__About this task__:
Please retype all of the data below, word for word.

(Source data)
######

Issue #2135, opened 2026-07-20
bug: audit <file> reports "No file matching" for real files that are pure re-export barrels


carlos-alm:
## Found during dogfooding v3.16.0

**Severity:** Low
**Command:** `codegraph audit <file>`

## Reproduction

```bash
codegraph build .
codegraph where -f src/domain/graph/builder.ts    # confirms file IS in the graph, 77 importers
codegraph deps src/domain/graph/builder.ts        # confirms file IS in the graph, 0 imports, 77 importers
codegraph audit src/domain/graph/builder.ts       # => "No file matching \"src/domain/graph/builder.ts\""
```

`src/domain/graph/builder.ts` is a real, tracked file in the graph (both `where -f` and `deps` find it immediately with a full importer list). It's a pure re-export barrel with zero function/class/method-kind symbols of its own — everything it exports is defined in `src/domain/graph/builder/*.ts` and re-exported.

## Expected behavior

`audit` on a real, graph-tracked file with zero own function-kind definitions should say something like "no functions to audit in this file (0 own definitions)" — distinguishing "this file isn't in the graph at all" from "this file exists but has nothing at the function level to analyze" (e.g. a barrel/re-export-only file, a pure type-declaration file, etc).

## Actual behavior

`audit <file>` prints the exact same "No file matching" message used for files that genuinely aren't in the graph, which is misleading — it reads as "codegraph doesn't know this file," when actually the file is fully tracked.

## Root cause

- `src/features/audit.ts` `auditData()` calls `explainData(target, ..., {depth:0})`, which for a file-like target calls `explainFileImpl(db, target, ...)` — this queries only function/method/class-kind definitions in that file, with no separate check for whether the file itself exists as a tracked node.
- `src/presentation/audit.ts:99-100` then renders `data.functions.length === 0` as `No file matching "${target}"` unconditionally, conflating "file not in graph" with "file in graph, zero own function-kind symbols."

## Suggested fix

In `auditData`/`explainFileImpl`, check whether the file exists as a node in the graph independently of whether it has function-kind children, and have `presentation/audit.ts` render a distinct message for "file exists, 0 functions to audit" vs. "file not found in graph."

PR #2142, opened 2026-07-20
fix(audit): distinguish "file not found" from "file has zero functions"

carlos-alm:
## Summary
`codegraph audit <file>` printed the identical "No file matching" message whether the file genuinely isn't tracked in the graph, or the file is real and fully tracked but just has zero own function/method/class definitions (e.g. a pure re-export barrel) — misleadingly implying the graph is missing the file entirely.

## Found during
Dogfooding v3.16.0 — see #2135

## Test plan
- [x] `npx vitest run tests/integration/audit.test.ts` — 19/19 passing (added 3 new edge-case tests covering the `found` field)
- [x] Manually verified against a real build: barrel file → "No functions to audit..."; nonexistent file → "No file matching..."; normal file → unaffected

### DIFF
--- a/src/features/audit.ts
+++ b/src/features/audit.ts
@@ -162,7 +162,18 @@ export function auditData(
   }
 
   if (results.length === 0) {
-    return { target, kind: explained.kind as 'function' | 'file', functions: [], found: false };
+    // `found` reflects whether the target exists in the graph at all -- check
+    // the pre-filter `explained.results`, not the post `--file`/`--kind` filtered
+    // `results`. Otherwise a real, tracked function filtered out entirely by
+    // e.g. `--file src/other.js` would be misreported as "not found" (the same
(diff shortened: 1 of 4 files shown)


carlos-alm:
Addressed Greptile's finding: the `found: false` early-return was checking the post-`--file`/`--kind`-filtered `results.length`, so a function that genuinely exists in the graph but is entirely filtered out by those options was misreported as "not found" — the same bug this PR fixes, reachable via a different input shape.

Fixed in 5929ef08: `found` now reflects `explained.results.length === 0` (pre-filter), not the post-filter `results.length`. Added a regression test (`--file filter removing every match does not set found: false`) covering the exact scenario from the report (function exists in one file, filtered by `--file` pointing elsewhere).

carlos-alm:
@greptileai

######

__Expected answer__:
Issue #2135, opened 2026-07-20
bug: audit <file> reports "No file matching" for real files that are pure re-export barrels


carlos-alm:
## Found during dogfooding v3.16.0

**Severity:** Low
**Command:** `codegraph audit <file>`

## Reproduction

```bash
codegraph build .
codegraph where -f src/domain/graph/builder.ts    # confirms file IS in the graph, 77 importers
codegraph deps src/domain/graph/builder.ts        # confirms file IS in the graph, 0 imports, 77 importers
codegraph audit src/domain/graph/builder.ts       # => "No file matching \"src/domain/graph/builder.ts\""
```

`src/domain/graph/builder.ts` is a real, tracked file in the graph (both `where -f` and `deps` find it immediately with a full importer list). It's a pure re-export barrel with zero function/class/method-kind symbols of its own — everything it exports is defined in `src/domain/graph/builder/*.ts` and re-exported.

## Expected behavior

`audit` on a real, graph-tracked file with zero own function-kind definitions should say something like "no functions to audit in this file (0 own definitions)" — distinguishing "this file isn't in the graph at all" from "this file exists but has nothing at the function level to analyze" (e.g. a barrel/re-export-only file, a pure type-declaration file, etc).

## Actual behavior

`audit <file>` prints the exact same "No file matching" message used for files that genuinely aren't in the graph, which is misleading — it reads as "codegraph doesn't know this file," when actually the file is fully tracked.

## Root cause

- `src/features/audit.ts` `auditData()` calls `explainData(target, ..., {depth:0})`, which for a file-like target calls `explainFileImpl(db, target, ...)` — this queries only function/method/class-kind definitions in that file, with no separate check for whether the file itself exists as a tracked node.
- `src/presentation/audit.ts:99-100` then renders `data.functions.length === 0` as `No file matching "${target}"` unconditionally, conflating "file not in graph" with "file in graph, zero own function-kind symbols."

## Suggested fix

In `auditData`/`explainFileImpl`, check whether the file exists as a node in the graph independently of whether it has function-kind children, and have `presentation/audit.ts` render a distinct message for "file exists, 0 functions to audit" vs. "file not found in graph."

PR #2142, opened 2026-07-20
fix(audit): distinguish "file not found" from "file has zero functions"

carlos-alm:
## Summary
`codegraph audit <file>` printed the identical "No file matching" message whether the file genuinely isn't tracked in the graph, or the file is real and fully tracked but just has zero own function/method/class definitions (e.g. a pure re-export barrel) — misleadingly implying the graph is missing the file entirely.

## Found during
Dogfooding v3.16.0 — see #2135

## Test plan
- [x] `npx vitest run tests/integration/audit.test.ts` — 19/19 passing (added 3 new edge-case tests covering the `found` field)
- [x] Manually verified against a real build: barrel file → "No functions to audit..."; nonexistent file → "No file matching..."; normal file → unaffected

### DIFF
--- a/src/features/audit.ts
+++ b/src/features/audit.ts
@@ -162,7 +162,18 @@ export function auditData(
   }
 
   if (results.length === 0) {
-    return { target, kind: explained.kind as 'function' | 'file', functions: [], found: false };
+    // `found` reflects whether the target exists in the graph at all -- check
+    // the pre-filter `explained.results`, not the post `--file`/`--kind` filtered
+    // `results`. Otherwise a real, tracked function filtered out entirely by
+    // e.g. `--file src/other.js` would be misreported as "not found" (the same
(diff shortened: 1 of 4 files shown)


carlos-alm:
Addressed Greptile's finding: the `found: false` early-return was checking the post-`--file`/`--kind`-filtered `results.length`, so a function that genuinely exists in the graph but is entirely filtered out by those options was misreported as "not found" — the same bug this PR fixes, reachable via a different input shape.

Fixed in 5929ef08: `found` now reflects `explained.results.length === 0` (pre-filter), not the post-filter `results.length`. Added a regression test (`--file filter removing every match does not set found: false`) covering the exact scenario from the report (function exists in one file, filtered by `--file` pointing elsewhere).

carlos-alm:
@greptileai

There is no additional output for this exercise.